We moved into a small, rental place after selling our house in August and a few issues popped up.
- fridge died the first week
- a front door hinge broke so the door would not close (after the new, too-large-for-the-space refrigerator was delivered and hauled away minutes later)
- branches fell on the house, leaving a hole in the roof (during heavy rain while we were out of town)
- electrical sockets stopped working
- the hot water heater went out
And so before long, we wondered if our landlord would stop answering our calls.
We had more than the basics, and we no longer had to fit a mortgage or repairs into our budget; that responsibility belonged to someone else, but even then I had a tough time feeling content. “God, I’m just letting you know, I hate this place,” I complained-prayed aloud when impatience stretched over me like an itchy sweater. Downsizing was the right thing for us, but my vision included moving in and having everything put away within the month…with none of these complications, of course.

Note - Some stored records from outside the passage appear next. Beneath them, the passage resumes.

PR #1660, opened 2021-11-24
Add support for INPUT_STATIC_SQUARES

Tilps:
untested, entirely possible that the masks are created in the wrong order. - depends on lczero-common PR18

### DIFF
--- a/src/neural/encoder.h
+++ b/src/neural/encoder.h
@@ -46,6 +46,7 @@ int TransformForPosition(pblczero::NetworkFormat::InputFormat input_format,
 // Encodes the last position in history for the neural network request.
 InputPlanes EncodePositionForNN(
     pblczero::NetworkFormat::InputFormat input_format,
+    pblczero::NetworkFormat::InputStaticFormat input_static_format,
     const PositionHistory& history, int history_planes,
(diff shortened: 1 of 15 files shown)


src/neural/encoder.h
```diff
@@ -46,6 +46,7 @@ int TransformForPosition(pblczero::NetworkFormat::InputFormat input_format,
 // Encodes the last position in history for the neural network request.
 InputPlanes EncodePositionForNN(
     pblczero::NetworkFormat::InputFormat input_format,
```
borg323, line 48: Why not pass the `NetworkCapabilities` structure directly?

borg323 (commented):
A simple check for unsupported `input_static_format` is enough for all other backends, to be fixed in a later PR.

src/neural/encoder.h
Tilps: A similar thought crossed my mind.  Also passing NetworkFormat to NetworkCapabilities instead of the 3 format properties.

Tilps:
I think other backends should be easy enough to fix so I probably won't disable them.

Tilps:
Step 1 is actually finding some evidence of elo gain with a normal network rather than my hybrid coatnet...

PR #1668, opened 2021-12-12
Update version.inc

von-dev:
changed version name to 0.28.1 from 0.29.0-dev


borg323:
Thanks, but this is not the way we do it: Only "dev" versions are in the master branch, the releases are in "release/x.xx" branches, like "release/0.28". You were probably confused because I made a mistake and made the v0.28.1 release from the master branch. This release is now deleted and replaced by v0.28.2.

von-dev:
That makes sense.

PR #1673, opened 2021-12-16
Alternative caching modification

borg323:
This is a simpler version of #1447.


borg323:
Converted to draft since I though of another alternative, so don't want this reviewed yet.

borg323:

PR #1675, opened 2021-12-20
WAR for cublas issue on TU11x GPUs with version CUDA 11.0+

ankan-ban:
- set CUBLAS_PEDANTIC_MATH to avoid cublas making use of tensor math on TU11x GPUs.
- From documentation:
"Starting with cuBLAS version 11.0.0, the library will automatically make use of Tensor Core capabilities wherever possible, unless they are explicitly disabled by selecting pedantic compute modes in cuBLAS (see cublasSetMathMode(), cublasMath_t)."
- Unfortunately there is a bug in cublas which enables tensor math even on TU11x GPUs which is emulated in software is orders of magnitude slower, so this PR is a workaround to disable tensor math to make cublas pick 2xFP16 math kernels on TU11x.

### DIFF
--- a/src/neural/cuda/cuda_common.h
+++ b/src/neural/cuda/cuda_common.h
@@ -37,6 +37,10 @@
 typedef void* cudnnHandle_t;
 #endif
 
+#if CUBLAS_VER_MAJOR < 11
+#define CUBLAS_PEDANTIC_MATH CUBLAS_DEFAULT_MATH
+#endif
+
 namespace lczero {
 namespace cudnn_backend {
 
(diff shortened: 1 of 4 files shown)


borg323:
I added the following to fix building with cuda versions before 11.
```diff
--- a/src/neural/cuda/cuda_common.h
+++ b/src/neural/cuda/cuda_common.h
@@ -37,6 +37,10 @@
 typedef void* cudnnHandle_t;
 #endif
 
+#if CUBLAS_VER_MAJOR < 11
+#define CUBLAS_PEDANTIC_MATH CUBLAS_DEFAULT_MATH
+#endif
+
 namespace lczero {
 namespace cudnn_backend {
 
```

borg323 (approved):

PR #1676, opened 2021-12-23
Add cuda backend support for bottleneck nets

Tilps:
No fancy fusing...

Have to add
conv3 = 4;
conv4 = 5; 
to Residual in net.proto (to match the same change required for PR186 in training)

*only* cuda backend for right now...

We just had to wait and trust that our landlord would do what was best (waiting is hard). It took a while to relax into the goodness of that truth, the gift of someone else paying for all of it. Slowly, though, the right-sized fridge was delivered, followed by a hot water heater with all other repairs done in between. And just as slowly, boxes were unpacked and most of our belongings found a place.
Isn’t it the same when we pray, practically telling God how to solve our problem, whatever it may be? We’d rather be doing something instead of waiting around for Him to get to it (even though he’ll take care of it in the way He thinks is best, when it is best). But, I see over and over again, there is learning during the waiting — learning to trust, learning to be okay when everything around us is not. Many times, the outcome is wildly different than we imagined, and sometimes, it is also better.
So, a couple months after moving into our smaller, rental house I realized gratitude and peace settled around me like fragile bubbles blown from across the room…so quietly, I almost missed it. Even with the challenges, I’m really starting to like this place.